– Но ваше новое так глупо, так противно. Эти фильмы, где все только летают вертопланы и ощущаешь, как целуются. – Он сморщился брезгливо. – Мартышки и козлы! – Лишь словами Отелло мог он с достаточной силой выразить свое презрение и отвращение.

– А ведь звери это славные, нехищные, – как бы в скобках, вполголоса заметил Главноуправитель.

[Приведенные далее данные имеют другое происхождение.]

PR #775, opened 2021-06-13
add shortcut for applying group filter

zhouwein:
This adds a shortcut for applying a given group filter. Clicking on the shortcut opens the app and applies the group filter that was saved. This is useful for rapidly viewing entries for a specific group.

Currently the app only generates a shortcut for the current group filter. The way Android handles shortcuts is that the intent gets saved with the shortcut, so even if the group filter within the app is changed/removed, the group filter for the shortcut stays the same. If you want to create one shortcut for group "foo" and another for group "bar", you'd set the group filter to "foo", go to home screen, drag the shortcut "Open group foo" to home screen, open the app, change the group filter to "bar", go to home screen, and drag the shortcut for "Open group bar" to homescreen. At this point tapping on the "foo" icon would open the app with the "foo" filter applied, and tapping on the "bar" icon would open the app with the "bar" filter applied. Group filters with multiple groups selected is also supported.

TODOs:
* find/make an appropriate icon for the shortcut

### DIFF
--- a/app/src/main/java/com/beemdevelopment/aegis/AegisApplication.java
+++ b/app/src/main/java/com/beemdevelopment/aegis/AegisApplication.java
@@ -35,6 +35,7 @@ import com.topjohnwu.superuser.Shell;
 import java.util.ArrayList;
 import java.util.Collections;
 import java.util.List;
+import java.util.UUID;
 
 public class AegisApplication extends Application {
     private VaultFile _vaultFile;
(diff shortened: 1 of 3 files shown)


zhouwein:
@alexbakker @michaelschattgen Any thoughts on this? Specifically, what icon should be used and whether this feature needs additional work?

alexbakker (changes requested):
Thanks for submitting your changes upstream! In the future, please create an issue with a proposal first, so that we can discuss it before you start working on your changes.

Instead of having a single app shortcut and updating it to point to the most recently saved group filter every time, we'd suggest having a list of shortcuts with the most recently selected group filters. I believe there's a maximum of 5 app shortcuts, so that'd be a max of 4 group filter shortcuts. (Best is probably to check [``getMaxShortcutCountPerActivity()``](https://developer.android.com/reference/androidx/core/content/pm/ShortcutManagerCompat#getMaxShortcutCountPerActivity(android.content.Context))).

I'm not sure which icon would fit best here though. Preferably the icon would make one think of "group" of course, but the usual group icons with people in them don't really fit here. Perhaps one of the ones in this list: https://fonts.google.com/icons?icon.query=tag. We'll think about this.

alexbakker:
What's the status here? Do you still have plans to work on this?

alexbakker:
I'm closing this for now, because there hasn't been any activity for a while. If you'd like to continue working on this, feel free to open a new PR.

digitalheir:
@alexbakker Please try out https://github.com/beemdevelopment/Aegis/pull/967. It's quick and dirty, I suppose someone more intimate with the codebase could figure out something cleaner. Specifically; I'm not sure whether to inject a whole service for updating shortcuts and how best to monitor for changes in the set of groups.

PR #780, opened 2021-06-22
Improve icon suggestions

### LINKED ISSUE #761: Fuzzy Match between Issuers in Token and in Icon Pack
###### Info

* __Version__: 2.0
* __Source__: F-Droid
* __Vault encrypted__: Yes (with biometric unlock)
* __Device__: Samsung Galaxy S21
* __Android version and ROM__: 11

###### Steps to reproduce

1. Create a token, and modify the issuer name to include a suffix. For example, I might create a token with the issuer name `Nintendo Japan`.
2. Import an icon pack with a matching issuer. For example, aegis-icons includes a Nintendo icon listed in `pack.json` with this info.
```
        {
            "filename": "SVG/Nintendo.svg",
            "category": "1. Apps & Sites",
            "issuer": [
                "Nintendo"
            ]
        }
```

3. Edit the token icon.
4. Nothing appears under "Suggested", so type "Nintendo" in the search bar and select the icon that appears.

Aegis should suggest the Nintendo icon when the token issuer name contains the pack issuer name.

###### What happens instead?

Aegis does not suggest the Nintendo icon when the token issuer name contains the pack issuer name. But it does in fact suggest the opposite - if I change token issuer to `Ninten`, then Aegis does suggest the appropriate icon.

###### Log

N/A

jhenninger:
Check if the icon issuers contain the token issuer or vice versa.

Fixes #761

### DIFF
--- a/app/src/main/java/com/beemdevelopment/aegis/icons/IconPack.java
+++ b/app/src/main/java/com/beemdevelopment/aegis/icons/IconPack.java
@@ -162,8 +162,10 @@ public class IconPack {
         }
 
         public boolean isSuggestedFor(String issuer) {
+            String lowerIssuer = issuer.toLowerCase();
             return getIssuers().stream()
-                    .anyMatch(is -> is.toLowerCase().contains(issuer.toLowerCase()));
+                    .map(String::toLowerCase)
+                    .anyMatch(is -> is.contains(lowerIssuer) || lowerIssuer.contains(is));
         }
 
         public static Icon fromJson(JSONObject obj) throws JSONException {


alexbakker:
Thanks for picking this up!

Now I remember why I didn't do this in the first place: This will result in odd suggestions in some cases. So when we add support for automatically picking an icon, we'll have to make sure to not do this inverted search. This is fine for now though.

image

alexbakker (approved):

ukanuk:
> So when we add support for automatically picking an icon, we'll have to make sure to not do this inverted search. This is fine for now though.

Several of my icons require the inverted search to find any match. Automatic picking could default to pick the forward match, and then if nothing is found try the inverted match.

Or maybe my use case should be officially NOT supported. To differentiate between two accounts with the same issuer, I add a suffix to the Issuer. Maybe instead we could add a "Comment" field for users like me. Idk, that doesn't really feel like it fixes the issue though. It's a tricky problem.

jhenninger:
> Or maybe my use case should be officially NOT supported. To differentiate between two accounts with the same issuer, I add a suffix to the Issuer.

Why don't you use the name field for that? Most QR codes already set it to the account name.

ukanuk:
I prefer hiding the account names

PR #1635, opened 2026-05-19
Update SQLite Chapter

ysdragon:
Hello Mahmoud,

The output block for the first example was incorrectly added after the second example. I've moved it to the correct spot in this PR.

Best regards,
Youssef


MahmoudFayed:
Hello Youssef

Thanks for the revision and update

Greetings,
Mahmoud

– Почему вы не покажете людям «Отелло» вместо этой гадости?

– Я уже сказал – старья мы не даем им. К тому же они бы не поняли «Отелло».

Да, это верно. Дикарь вспомнил, как насмешила Гельмгольца Джульетта.

– Что ж, – сказал он после паузы, – тогда дайте им что-нибудь новое в духе «Отелло», понятное для них.

– Вот именно такое нам хотелось бы писать, – вступил наконец Гельмгольц в разговор.

– И такого вам написать не дано, – возразил Монд. – Поскольку если оно и впрямь будет в духе «Отелло», то никто его не поймет, в какие новые одежды ни рядите. А если будет ново, то уж никак не сможет быть в духе «Отелло».

– Но почему не сможет?

– Да, почему? – подхватил Гельмгольц. Он тоже отвлекся на время от неприятной действительности. Не забыл о ней лишь Бернард, совсем позеленевший от злых предчувствий; но на него не обращали внимания. – Почему?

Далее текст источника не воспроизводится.